* [Task item]: Character for character, write out the data below.
[Input data — start]
PR #4648, opened 2026-08-09
Fix metadata fetch on endpoints that return absolute redirects

### LINKED ISSUE #4637: snapshot_download fails with misleading LocalEntryNotFoundError when HF_ENDPOINT mirror 308-redirects to the Hub (x-repo-commit missing); relative-redirect follower drops query string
[Input data — finish]
* [Expected answer]:
PR #4648, opened 2026-08-09
Fix metadata fetch on endpoints that return absolute redirects

### LINKED ISSUE #4637: snapshot_download fails with misleading LocalEntryNotFoundError when HF_ENDPOINT mirror 308-redirects to the Hub (x-repo-commit missing); relative-redirect follower drops query string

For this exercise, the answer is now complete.